Дальнейшие признания Магдалена прервала поцелуями, и — все опасения рассеялись.

— Я тебе вот что хотела сказать, — заговорила Ада, опершись маленькими ручками на подлокотники кресла. — Ты знаешь, Романович не может давать нам уроки, он ушел из пансиона.

— Знаю.

— Его место занял пан Дембицкий.

— Преподаватель географии в младших классах? Какой он смешной!

— Кстати сказать, он крупный ученый: физик и математик, главным образом математик. Стефек давно его знает и часто говорил мне о нем.

— Ах, вот как! — уронила Магдалена. — А с виду он все-таки странный. Панна Говард смотреть на него не может, отворачивается.

— Панна Говард! — неприязненно сказала Ада. — От кого только она не отворачивается, хотя сама не из красавиц. Дембицкий вовсе не безобразен, у него такое кроткое лицо, а заметила, какой у него взгляд?

— Глаза у него, правда, красивые: большие, голубые.

— Стефек мне говорил, что у Дембицкого необыкновенный взгляд. Он очень тонко это подметил. «Когда Дембицкий на тебя смотрит, — сказал он, — ты чувствуешь, что он все видит и все прощает».

— Верно! Какое чудесное определение! — воскликнула Мадзя. — И куда это годится, что такой человек преподает географию в младших классах!

По лицу Ады пробежало облако.

— Стефек ему тоже пророчил, — сказала она, — что он не сделает карьеры, потому что слишком скромен. А очень скромные люди…

Она махнула рукой.

— Ты права! У него такой странный вид оттого, что он робок. Во втором классе он так смутился, что, представь себе, девочки стали хихикать!

— Час назад он сидел у меня с пани Ляттер, и вид у него тоже был озабоченный. Но когда пани Ляттер вышла и мы заговорили про Стефека, а потом старик начал задавать мне вопросы, веришь, он совсем переменился. Другой взгляд, другие движения, другой голос! Знаешь, он стал просто внушителен.

— А может, он будет стесняться заниматься с нами тремя? — спросила вдруг Магдалена.

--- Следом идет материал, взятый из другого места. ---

PR #1555, opened 2025-05-16
add Hungarian id number generator

cbxp:


src/main/java/net/datafaker/idnumbers/HungarianIdNumber.java
```diff
@@ -0,0 +1,81 @@
...
+import java.time.LocalDate;
+import java.time.format.DateTimeFormatter;
+
+import static java.lang.Character.getNumericValue;
+import static net.datafaker.idnumbers.Utils.randomGender;
+
+/**
+ * Hungarian personal identification number
+ * <p>
+ * The structure of such number is GYYMMDDXXC, whereas G indicates century of birth and gender), YYMMDD is the
```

— Что ты! Ты просто будешь удивлена, если я скажу тебе, что он не только заметил тебя и Элю, но и оценил вас по достоинству.

— И меня?

— Да. О тебе он сказал, что ты, наверно, очень понятлива, но скоро все забываешь.

— Неужели?

— Клянусь Стефеком, а про Элю сказал, что математика ее мало интересует.

— Да он провидец! — воскликнула Мадзя.

— Конечно, провидец, — ведь с Элей у меня уже неприятности. Сегодня она за весь день ко мне не заглянула, хотя несколько раз прошлась, напевая, мимо двери, — с сожалением сказала Ада.

— Чего же ей надо?

— Откуда я знаю? Может, обиделась, а скорее всего больше меня не любит, — прошептала Ада.

— Что ты!

Губы у Ады задрожали и щеки покрылись румянцем.

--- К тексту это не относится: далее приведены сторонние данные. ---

PR #274, opened 2016-02-13
Allows specifying .Times(0) to indicate a mock should not be called

vladlosev:
This change will allow one to specify `.Times(0)` to set an expectation of a method _not_ being called with a given set of arguments. It is handy for testing failure scenarios. For example, the example below will test that if `fileServiceMock` fails to open a file, it will try to neither read nor close it:
```go
func TestFileOpenFailure(t *testing.T) {
    fileServiceMock := new(MockFIleService)
    fileServiceMock.on("Open", "filename.txt", "r").Times(1).Return(nil, fmt.Errorf("File not found"))
    fileServiceMock.on("Read", mock.Anything).Times(0)
    fileServiceMock.on("Close", mock.Anything).Times(0)
    defer fileServiceMock.AssertExpectations(t)
    fileProcessor:= NewFileProcessor(fileServiceMock);
    assert.Error(t, fileProcessor.ProcessFile("filename.txt"))
}
```
There is currently a way to verify that a call has not been made using `Mock.AssertNotCalled` but using `.Times(0)` has a couple of advantages. First, its syntax is more consistent with the rest of the expectations and second, it allows to report the unexpected call at the moment it was made, with stack trace available, rather than just report the fact afterwards, without a stack trace.

The change is implemented by changing the meaning of `Call.Repeatability` field. Before, a value `0` had a special meaning of 'any positive amount'. Now, that meaning is assumed by a special constant `Unlimited`, and `0` will mean just that - zero calls expected.

### DIFF
--- a/mock/mock.go
+++ b/mock/mock.go
@@ -41,7 +41,7 @@ type Call struct {
 	ReturnArguments Arguments
 
 	// The number of times to return the return arguments when setting
-	// expectations. 0 means to always return the value.
+	// expectations. Unlimited means to always return the value.
 	Repeatability int
 
 	// Holds a channel that will be used to block the Return until it either
--- a/mock/mock.go
+++ b/mock/mock.go
@@ -2,6 +2,7 @@ package mock
 
 import (
 	"fmt"
+	"math"
 	"reflect"
 	"regexp"
 	"runtime"
@@ -59,7 +60,7 @@ func newCall(parent *Mock, methodName string, methodArguments ...interface{}) *C
 		Method:          methodName,
 		Arguments:       methodArguments,
 		ReturnArguments: make([]interface{}, 0),
-		Repeatability:   0,
+		Repeatability:   Unlimited,
 		WaitFor:         nil,
 		RunFn:           nil,
 	}
@@ -100,7 +101,8 @@ func (c *Call) Twice() *Call {
 }
 
 // Times indicates that that the mock should only return the indicated number
-// of times.
+// of times.  The argument can be zero to indicate that the mock should not be
+// called at all.
 //
 //    Mock.On("MyMethod", arg1, arg2).Return(returnArg1, returnArg2).Times(5)
 func (c *Call) Times(i int) *Call {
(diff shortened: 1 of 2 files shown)


ernesto-jimenez:
Hi @vladlosev,

Thanks for the PR. Unfortunately, this change will break backwards compatibility since it changes the behaviour of `Call.Repeatibility`, which will break the code from any user's relying on the current meaning of `0`.

There's a big list of packages depending on `testify`, so we must keep changes backwards compatible.

As you saw making the changes. Setting `Repeatability` to `-1` currently means no calls are expected, which would make a test fail when called. Also, if a method is called that you didn't expect (had not set the `On`), the test fail due to an unexpected call.

vladlosev:
Hi @ernesto-jimenez,

I don't believe the change is breaking because specifying `.Times(0)` is always failing in the current code. If you specify it and make some matching calls, it panics when a call is received, as it should. But if you make no matching calls, it still fails with the following message:
```
--- FAIL: TestTimesZeroNoCalls (0.00s)
	mock.go:361: ❌	TestMethod()
	mock.go:375: FAIL: 0 out of 1 expectation(s) were met.
			at: []
FAIL
FAIL	_/Users/vlad/vsco/testify/mock	0.026s
```
(you can check out the test code [here](https://gist.github.com/vladlosev/fad989f51776c2061d72))

So this change should not be breaking any correct existing tests.

ernesto-jimenez:
@vladlosev it does break backwards compatibility.

The following test passes in current testify and fails with your changes:

```go
func TestTimesZeroNoCalls(t *testing.T) {
	var mockedService = new(TestImplementation)
	c := mockedService.On("TestMethod", 5, 6, 7).Return(0, nil).Times(0)
	mockedService.TestMethod(5, 6, 7)
	mockedService.AssertExpectations(t)
}
```

I agree your behaviour is more reasonable, but it unfortunately breaks away from the current exported and documented behaviour. You could argue that those tests are incorrect, but testify has been documented to work this way since 2013.

If and when we make a v2 of testify including breaking changes, we would definitely implement it the way you mention.

vladlosev:
Well, till v2, then.

serejja:
Hey maintainers, do you have some kind of a road map for v2? More than a year passed since this issue and it'd be great to know when this feature is available.

/cc @ernesto-jimenez

ernesto-jimenez:
@serejja we have to come up with a plan to release it. We have been hoping for usage of `dep` to become more prevalent to be able to do a smooth transition to `v2`.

— Я понимаю, что любить меня невозможно, — сказала она, — знаю, что не заслуживаю никакой привязанности, но это обидно. Только для того, чтобы подольше побыть с нею, я не уезжаю за границу, а ведь тетушка с каникул настаивает на том, чтобы я ехала, и даже Стефек напоминал об этом. Я ничего от нее не требую, хочу только изредка поглядеть на нее. С меня достаточно услышать ее голос, даже если она будет разговаривать не со мной Господи, ведь это так мало, так мало, а она мне и в этом отказывает! А я-то думала, что у красивых людей и сердце должно быть лучше!

Магдалена слушала, сверкая глазами; решение ее созрело.

— Знаешь что! — воскликнула она, хлопнув в ладоши. — Я все тебе объясню.

— Она сердится за то, что Романович не дает нам уроков?

— Что ты!.. У нее, — вполголоса произнесла Магдалена, нагнувшись к уху Ады, — у нее, наверно, крупные неприятности.

— Какие неприятности? Она сегодня напевала в коридоре.

— То-то и оно! Чем больше человек отчаивается, тем больше старается скрыть свое горе. О, я это знаю по опыту, я сама громче всего пою тогда, когда опасаюсь беды.

— Что же с нею случилось?

— Видишь ли, — прошептала Магдалена, положив Аде руку на плечо, — сейчас ужасная дороговизна, родители не платят за девочек, тянут, и пани Ляттер может не хватить денег на расходы.